- EXERCISE REQUIREMENTS
Copy out lines with the word "than" from the material that follows.

[DATA FOR THIS TASK Boundary: Start]

PR #572, opened 2019-02-01
APPDEV-1256 Crash in Per day/week fragments due to http scheme issue.

Sivateja-CMI:
Cause : App user is logged into to https+domain and stored user object has http+domain. Which cause goals self links mismatch and runtime crash.
Fix:
-- App compares stored user self link with environment base url logged in. If url schemes are different then app defaults the user with environment scheme.
-- Reloads the user data with corrected url and stores locally.


app/src/main/java/nu/yona/app/ui/LaunchActivity.java
```diff
@@ -117,40 +118,86 @@ else if (!sharedUserPreferences.getBoolean(PreferenceConstant.STEP_PASSCODE, fal
...
+		if (!AppUtils.isNetworkAvailable(YonaApplication.getAppContext()))
 		{
-			@Override
-			public boolean onLongClick(View v)
-			{
-				switchEnvironment();
-				return true;
-			}
+			AppUtils.displayErrorAlert(this, new ErrorMessage(this.getString(R.string.mandatory_user_fetch_failure)));
+			return;
```
Bert-R: The app should exit here. Otherwise, the user can go through the sign-up sequence, thus loosing their account.

PR #573, opened 2019-02-04
APPDEV-1110 take the vpn profile from the device entity rather than the user

madhuvardan-CMI:
-Updated the code to take vpn profile from the device entity rather than the user
-Added a getter for user object from local db.
-Minor refactoring of AppUtils.java


app/src/main/java/nu/yona/app/api/model/YonaDevice.java
```diff
@@ -16,6 +16,10 @@
 	@Expose
 	private String sslRootCertCN;
 
+	@SerializedName("vpnProfile")
+	@Expose
+	private VpnProfile vpnProfile;
```
Bert-R: You need to increment the version number of the user data, as older versions don't have the VPN profile.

[DATA FOR THIS TASK Boundary: End]

- SOLUTION TO THIS EXERCISE
APPDEV-1110 take the vpn profile from the device entity rather than the user
-Updated the code to take vpn profile from the device entity rather than the user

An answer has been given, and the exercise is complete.